# First Planted Tank (5G) - Some help/info



## Ayxrion (Apr 25, 2017)

Hello! My first post here, glad I can be a part of this community. I hope I can get some tips on my Betta so he can thrive and live longer than my cat (jokes, )

This is my first fish ever-- I've done a lot of research (to the best of my capability) on what i need to get my tank started, etc.
I didnt want anything fake-- No fake rocks, plants, etc. I wanted a nice little environment for my first fish and I hope I'm doing good!
- All the equipment bought (even ones discarded) I will post here. I'd like some criticism on the items used, looking for the best environment for this guy! Everything in the tank was bought at Petco EXCEPT for the rocks, which was bought at a local area.

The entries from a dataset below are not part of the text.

PR #466, opened 2024-10-27
Remove redundant `Result` handling

matthiasgoergens:
We use a lot of `Result` return types where we don't need to.  Almost all functions we use it for can't actually fail, and for the rest the only 'error-handling' we do in the end it call `.unwrap()`.

So we might as well get rid of these instances of `Result` and make the code base easier to read.  (And slightly faster and smaller.)

```1620 insertions(+), 2314 deletions(-)```

Ie that's about 700 lines gone, 700 lines guaranteed not to introduce any bugs, exploits or backdoors.


lispc:
what is the future of this PR? i noticed several smaller related prs merged?  Are we going to split this into smaller prs and handle them one by one?  Seems for some we have consensus the simplification is good, while for others no consensus?

matthiasgoergens:
> what is the future of this PR? i noticed several smaller related prs merged? Are we going to split this into smaller prs and handle them one by one? Seems for some we have consensus the simplification is good, while for others no consensus?

Thanks for checking in on this.  So the future is https://github.com/scroll-tech/ceno/pull/494 and https://github.com/scroll-tech/ceno/pull/435

https://github.com/scroll-tech/ceno/pull/435 is held up by status quo bias and an idiosyncratic expectation of how optimising compilers work.  (Somehow recognising and removing an unused closure is supposed to be easier for the compiler than recognising and removing an unused pointer to a string literal.)  In any case, the performance doesn't matter at all either way.

For https://github.com/scroll-tech/ceno/pull/494 there was some promise of a a refactoring of how namespaces work, and thus a request to hold back on the PR.  But that promised refactoring has been outstanding since October, so I wouldn't hold my breadth.  (I'm happy to help resolve any merge conflicts of any outstanding refactoring work, if any, if https://github.com/scroll-tech/ceno/pull/494 goes into `master` first.)

I can check what else was in this PR that's not in the two that are still outstanding that I mentioned, but I don't think it was much.

PR #468, opened 2024-10-27
Implement `IntoIterator` and use it for an example

matthiasgoergens:
There's lots more in the code where we can use this to simplify things later.  But I want to keep the PR simple.


matthiasgoergens:
@lispc Here's another simple one that we can get into `master`.

lispc:
> @lispc Here's another simple one that we can get into `master`.

I am neutral for this change.   iter() does not seems so bad for me.  Wait the original struct author to review.

matthiasgoergens:
> I am neutral for this change. iter() does not seems so bad for me. Wait the original struct author to review.

I guess I need to make good on the promise in the PR description to show why this is a useful change:

> There's lots more in the code where we can use this to simplify things later.

`.iter()` by itself isn't too bad, but implementing standard interfaces (that do the same thing) makes our tools more generally useful, because they work better with other functionality that works with standard interfaces.

lispc (approved):
oh i realized before it was a self-named-iter method.

PR #473, opened 2024-10-28
Extract copy-and-pasted function

matthiasgoergens:
We'll likely deduplicate more functionality as we go along.


yczhangsjtu (approved):

matthiasgoergens:
We deleted Singer, and that removed the duplication.

PR #494, opened 2024-10-29
Recognise that `CircuitBuilder::namespace` can't fail

matthiasgoergens:
At least `CircuitBuilder::namespace` won't fail on its own.  But it might fail, if the circus construction function (or so) you are passing to fails.

The new type reflects that.

Extracted from https://github.com/scroll-tech/ceno/pull/466 and addressing https://github.com/scroll-tech/ceno/pull/455/files#r1818907561

This will lead to a lot of clean up down the line, but I want to keep this PR small.


ceno_zkvm/src/chip_handler/general.rs
```diff
@@ -321,8 +321,8 @@ impl<'a, E: ExtensionField> CircuitBuilder<'a, E> {
     pub fn namespace<NR: Into<String>, N: FnOnce() -> NR, T>(
         &mut self,
         name_fn: N,
-        cb: impl FnOnce(&mut CircuitBuilder<E>) -> Result<T, ZKVMError>,
-    ) -> Result<T, ZKVMError> {
+        cb: impl FnOnce(&mut CircuitBuilder<E>) -> T,
```
matthiasgoergens, line 324: @lispc Here's a simple realisation: the `namespace` function as written actually works for any type `T`, not just for `Result`.

Realising that, lets us remove plenty of unnecessary `OK(..)` and `.unwrap()` later down.

It's useful to do this, because `Result` types should be used when we actually have something that can go wrong and should be handled; instead of being dealt with via `.unwrap()` thoughout.  (If all the 'error handling' you ever gonna do is via `.unwrap()`, you might as well `panic!()` instead of creating an `Err` in the first place, at least that gives more useful stack traces.)

matthiasgoergens:
> I have some plan to formalized our namespace to make it more organized. Which means namespace string should meet with some format, or it will return failed With that, please onhold for attempt to change on namespace api (and all the namespace/debug map related) first.

Looks like the namespace reorganisation plan isn't happening.  At least not anytime soon.  Can we please merge this?

matthiasgoergens:
@hero78119 Any news on the promised refactoring?

PR #521, opened 2024-11-01
fix/0-instances

naure:
_Issue #433_ 
_Extracted from #368_


naure:
> equivalent in functionality to claim a list of opcode absence

Indeed, no issues with the constraints. It’s about the IOP:

> …degree of freedom of num-instance seem only categories into num = 0, or num > 0 case…
> …the free-input candidate is the witness commitments…

Right! Or in other words:

1. The prover can choose the set of circuits while knowing the challenge.
2. The witness columns can be interpreted as belonging to different circuits. The prover aligns his _free_ sequence of proofs (`opcode_proofs`) with the _committed_ sequence of polynomials (transcript).

I’m tracking this question in #542. Let’s go this PR to unblock e2e testing, and continue discussion there?

matthiasgoergens:
> @hero78119 I'm not totally convinced by this solution because since the commitments are optional, that gives degrees of freedom for the prover and that's no good with Fiat-Shamir.

In my previous VM we solved a similar problem by just always requiring people to commit to some positive number of instances, and didn't allow zero.  (In our case, all our tables had to be padded to a power of two and for further technical reasons we needed at least four.  So that's what we padded everything to.)

I'm not sure if any of this applies here.

In any case, I'm very in favour of making it possible to prove the execution of a program that has 0 occurrences of specific features or instructions.

kunxian-xia:
> In any case, I'm very in favour of making it possible to prove the execution of a program that has 0 occurrences of specific features or instructions.

If there is no instances of any particular instruction / opcode, why do we bother to prove them as the accumulated `r_eval = 1, w_eval = 1, log_sum = 0`?

hero78119 (approved):
LGTM!

Checked with @dreamATD and also suggested add num_instance to transcript as well for more safety.
Thanks for raising separete issue https://github.com/scroll-tech/ceno/issues/542 and we can move discussion there!

PR #523, opened 2024-11-01
fix/fixed_commit_unwrap

naure:
Integration test currently broken with `RUST_LOG=debug`:

```
thread 'main' panicked at /home/a/INV/scroll/ceno/ceno_zkvm/src/scheme/verifier.rs:761:46:
called `Option::unwrap()` on a `None` value
```

Fixed here.


matthiasgoergens (approved):
Nice find!

PR #527, opened 2024-11-01
emul-cache: Cache instruction decoding

naure:
_Issue #524_

This is an approach to accelerate decoding. The original idea was to pre-decode all instructions of the program.

This PR does it by caching instead. It caches from instruction word to decoded structure. This may make the emulator marginally faster; did not benchmark.

In principle it could cache from PC to decoded, saving one hash table lookup. However, that’s a little more complicated because you’d need to change the tracer too.

### DIFF
--- a/ceno_emul/src/rv32im.rs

Currently my Betta stands in a 5.5Gallon tank with three plants - A Java Fern and two Assorted Anubias (I don't remember the names... Hopefully the pictures posted later will help). There are three little snails around that move frequently, and no harm is done to the fish and vice versa. I am using very little White sand on the bottom of the tank for height, since I needed more height for the roots. Originally, this was going to be the soil/substrate(?) used, but I was told against it as bettas have a tendency of mistaking it for food, and I have gravel on top as the cap. The water sits at about a constant 77*F (23*C) which I hope is ideal.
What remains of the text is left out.